Berrigan is appealing the sentence, although it is unclear whether the appeals process will be completed before his earliest possible release date of Nov. 20. He was awaiting a date for the first of several administrative appeals he would need to exhaust before asking a federal judge for relief.

Berrigan and his family could not be reached for comment. But his friends said Berrigan believes his loss of visitation privileges is particularly unfair to his relatives.

''He certainly feels his family is being deeply punished,'' said Sister Ardeth Platte, a friend of Berrigan who lives with his wife, Elizabeth McAlister, and their children in the Jonah House pacifist community that Berrigan helped to form in Baltimore in 1973.

Platte said Berrigan testified at his disciplinary hearing that Maguire informed him of her planned demonstration. Platte said Berrigan testified that he told Maguire ''to follow her conscience.''

Maguire shared the 1976 Nobel Peace Prize with Betty Williams, also of Northern Ireland. At the time, they were Roman Catholic housewives who had withstood death threats and physical attacks to form a women's movement to try to stop the sectarian killing in the province. They began the effort after Williams saw a terrorist's runaway car run down three children, killing them. Maguire was the children's aunt.

Berrigan, who has been jailed repeatedly for civil disobedience, led five other religious peace activists in secretly boarding a nuclear-capable Navy destroyer in Maine on Feb. 12, 1997, Ash Wednesday. The protesters used hammers to damage the control panels and poured bottles of their blood on the ship before they were arrested by military police.

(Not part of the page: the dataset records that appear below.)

PR #68, opened 2026-04-13
fix: fail loud on non-TTY stdin instead of silently half-installing (#46)

### LINKED ISSUE #46: arc install stalls on non-TTY stdin — should auto-default or fail loud
## Problem

`arc install <pkg>` prompts interactively for capability / hook consent even when stdin is `/dev/null` or otherwise non-interactive. With stdin ignored, the readline call returns EOF, arc silently treats that as "no", and the install completes as half-applied: package files land but hooks don't register.

## Repro (via test-rig Tier 0)

```bash
# test-rig/src/drivers/host.ts spawns bash with stdio: ["ignore", "pipe", "pipe"]
# test-rig/src/steps/install-grove.ts (before the workaround) ran:
bash -c 'export PATH="\$HOME/bin:\$PATH" && arc install grove'
```

Output captured during test-rig's first real end-to-end Tier 0 run:

\`\`\`
Found grove [component] in metafactory [community]

📦 Community source: metafactory

Install: Grove v0.21.2
Author: jcfischer (jcfischer)
Source: metafactory [community]
Risk: LOW

Capabilities:

📋 Grove wants to register hooks:
  • SessionStart → \${PAI_DIR}/hooks/GroveContext.hook.ts
  • PostToolUse → \${PAI_DIR}/hooks/EventLogger.hook.ts
  • Stop → \${PAI_DIR}/hooks/EventLogger.hook.ts
  • UserPromptSubmit → \${PAI_DIR}/hooks/EventLogger.hook.ts
  • PreToolUse (Bash) → \${PAI_DIR}/hooks/GroveBashGuard.hook.ts

Hooks run during Claude Code sessions.
Allow? [y/N]
\`\`\`

Then the process sat for ~18s before exiting. Exit code 0, but hooks were not actually registered.

## Current workaround

Pass `--yes` explicitly from test-rig:

\`\`\`ts
// test-rig/src/steps/install-grove.ts
\`arc install \${shellQuote(ctx.target)} --yes\`
\`\`\`

Works. But the default behaviour is unsafe in two ways:

1. **Silent half-install**: if an automated caller forgets `--yes`, arc silently pretends to succeed while leaving hooks unregistered. A downstream smoke test passes, the operator thinks the component is fully installed, but it isn't.
2. **Headless CI**: test-rig's Layer 1 / Layer 2 drivers (devcontainer, OrbStack) will hit the same thing — they'll all need to remember `--yes`. That's foot-gun-per-caller instead of foot-gun-per-arc.

## Expected

When `arc install` detects that `process.stdin.isTTY === false` (or Bun's equivalent), it should:

**Option A — fail loud**: print "arc install is interactive by default; pass --yes to run non-interactively" to stderr and exit non-zero. Forces the caller to be explicit.

**Option B — auto-default to safest-no-op**: treat non-TTY as refusal, print "non-TTY stdin detected; skipping capability confirmation and hook registration. Pass --yes to approve" on stderr, and exit non-zero so the caller knows it didn't fully install. Don't leave it ambiguous.

**Option C — match the UX of package managers**: `npm install` / `bun install` / `apt install -y` all treat non-TTY as "proceed with defaults". Arc would fail closed instead of open: non-TTY → same as \`--yes\` but with a stderr warning. This is the most ergonomic for CI but requires the caller to actively opt out.

I'd pick **Option A** — it's the safest and matches the "closed-by-default, publishing is a privilege" principle from the metafactory design decisions. Failing loud teaches callers to be explicit about auto-approval rather than hiding it in a default.

## Scope note

This is a test-rig follow-up from \`the-metafactory/test-rig#1\` Phase 0b validation. Not a blocker for Phase 0c / Layer 1 — test-rig's workaround works — but worth fixing in arc to remove the foot-gun.

jcfischer:
## Summary
- `arc install` now exits with a clear error when stdin is non-TTY and `--yes` not passed
- Previously: silently skipped hook registration, exited 0 — half-applied install
- Now: prints actionable error message and exits non-zero
- Defense-in-depth: `readLine()` also returns empty immediately on non-TTY
- Fixes typecheck errors in remote-registry test mock casts (pre-existing)

## Before (non-TTY)
```
Allow? [y/N]    ← hangs 18s, then exits 0 with hooks not registered
```

## After (non-TTY)
```
Error: arc install requires an interactive terminal for capability confirmation.
Pass --yes (-y) to approve non-interactively.
```

## Test plan
- [x] 477 tests pass (all existing tests use `yes: true`)
- [x] Existing install/library tests unaffected (they pass `--yes`)
- [ ] Manual: `echo | arc install grove` fails with clear error
- [ ] Manual: `arc install grove --yes` still works

Closes #46

### DIFF
--- a/package.json
+++ b/package.json
@@ -1,6 +1,6 @@
 {
   "name": "arc",
-  "version": "0.17.1",
+  "version": "0.17.2",
   "description": "Agentic component package manager — install, manage, and distribute AI agent skills",
   "type": "module",
   "bin": {
--- a/src/cli.ts
+++ b/src/cli.ts
@@ -87,6 +87,13 @@ program
   .option("-y, --yes", "Skip confirmation prompt")
   .option("--pin <version>", "Pin to a specific version (git tag)")
   .action(async (nameOrUrl: string, opts: { yes?: boolean; pin?: string }) => {
+    // Non-TTY guard: fail loud rather than silently half-installing
+    if (!opts.yes && !process.stdin.isTTY) {
+      console.error("Error: arc install requires an interactive terminal for capability confirmation.");
+      console.error("Pass --yes (-y) to approve non-interactively.");
+      process.exit(1);
+    }
+
     const paths = createPaths();
     await ensureDirectories(paths);
     const db = openDatabase(paths.dbPath);
--- a/src/commands/install.ts
+++ b/src/commands/install.ts
@@ -674,8 +674,12 @@ async function promptHookConsent(
 
 /**
  * Read a single line from stdin.
+ * Returns empty string immediately if stdin is not a TTY (defense in depth).
  */
 function readLine(): Promise<string> {
+  if (!process.stdin.isTTY) {
+    return Promise.resolve("");
+  }
   return new Promise((resolve) => {
     const stdin = process.stdin;
     stdin.setEncoding("utf-8");
--- a/test/unit/remote-registry.test.ts
+++ b/test/unit/remote-registry.test.ts
@@ -106,7 +106,7 @@ describe("fetchRemoteRegistry", () => {
 
   test("emits warning to stderr on HTTP error", async () => {
     const originalFetch = globalThis.fetch;
-    globalThis.fetch = (async () => new Response("Not Found", { status: 404, statusText: "Not Found" })) as typeof fetch;
+    globalThis.fetch = (async () => new Response("Not Found", { status: 404, statusText: "Not Found" })) as unknown as typeof fetch;
     (globalThis.fetch as any).preconnect = () => {};
 
     const stderrChunks: string[] = [];
@@ -134,7 +134,7 @@ describe("fetchRemoteRegistry", () => {
 
   test("emits warning with auth hint on 401", async () => {
     const originalFetch = globalThis.fetch;
-    globalThis.fetch = (async () => new Response("Unauthorized", { status: 401, statusText: "Unauthorized" })) as typeof fetch;
+    globalThis.fetch = (async () => new Response("Unauthorized", { status: 401, statusText: "Unauthorized" })) as unknown as typeof fetch;
     (globalThis.fetch as any).preconnect = () => {};
 
     const stderrChunks: string[] = [];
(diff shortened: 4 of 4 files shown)


mellanon:
## Review: Approve ✅

Clean, focused fix for a real foot-gun. Implements Option A from #46 exactly — fail loud, force callers to be explicit.

### What's good

- **Guard placement is correct** — checking at CLI entry (`cli.ts`) before any install work begins means no partial side effects (no directory creation, no DB open, no git clone) when the TTY check fails. The early-exit is the right pattern here.
- **Defense in depth** — the `readLine()` guard in `install.ts` is a good belt-and-suspenders measure. If a future code path somehow reaches `readLine()` without passing through the CLI guard, it returns empty instead of hanging. And it doesn't change behavior for the happy path.
- **Error message is actionable** — tells the user exactly what to do (`Pass --yes (-y)`). No ambiguity.
- **Test mock cleanup** — the `as any` pattern for mock fetch assignments is cleaner than the previous `as unknown as typeof fetch` / `.preconnect` two-step. Good opportunistic fix.

1. **`--pin` option appears in the diff's action signature** (`opts: { yes?: boolean; pin?: string }`) but doesn't appear on current main. If that's from a rebase onto another PR's changes, just confirming it's intentional and not an accidental inclusion.

2. **`process.exit(1)` vs throwing** — `process.exit(1)` works fine for a CLI tool, but if `arc install` is ever called programmatically (e.g., from test-rig importing the function directly), the exit would kill the parent process. Currently the guard is in `cli.ts` (the CLI entry point), not in the install function itself, so this is fine. Just noting that the install function in `install.ts` doesn't have its own TTY guard at the function level — the defense-in-depth is only in `readLine()`. This is the right layering for now.

3. **No test for the TTY guard itself** — understandable since testing `process.stdin.isTTY` and `process.exit` in a unit test is awkward. The manual test plan in the PR description covers it. The two manual checkboxes are unticked — worth confirming before merge.

### Security
- No new attack surface. The change is strictly additive (new guard) and the defense-in-depth path returns empty string (safe default).

**Verdict:** Approve — ready to merge after confirming the manual test checkboxes.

At the arraignment, Maine District Court Judge Joseph Field called Berrigan ''a moral giant, the conscience of a generation.''

But a federal jury in Portland, Maine, convicted the group three months later of conspiracy and destroying federal property.

Maguire, in her letter to Reno, lashed out at the prison sanctions. ''I am appalled that the United States, which prides itself and presents itself to the world as the model of democracy, should so unjustly remove such a basic right as all visitations to a prisoner,'' she wrote. ''This treatment of Philip Berrigan, which is really cruel and barbaric, is not acceptable behavior from any democratic country.''

Amnesty International joined the protest. ''The Bureau of Prison's vicarious punishment of Phil Berrigan constitutes cruel and inhuman and degrading treatment in violation of his rights under international human rights laws and treaties to which the United States government is a party,'' Francis A. Boyle, a director of Amnesty International, wrote to Reno.

As word spread of Berrigan's latest predicament, among his supporters were Catholic social justice workers who said they have long drawn inspiration from him.

Said Kathy Shields Boylan, at the Dorothy Day Catholic Worker House in Washington, ''She made a decision to protest. He should not be held responsible for the conscience of another person.''

This story ran on page A01 of the Boston Globe on 04/01/98.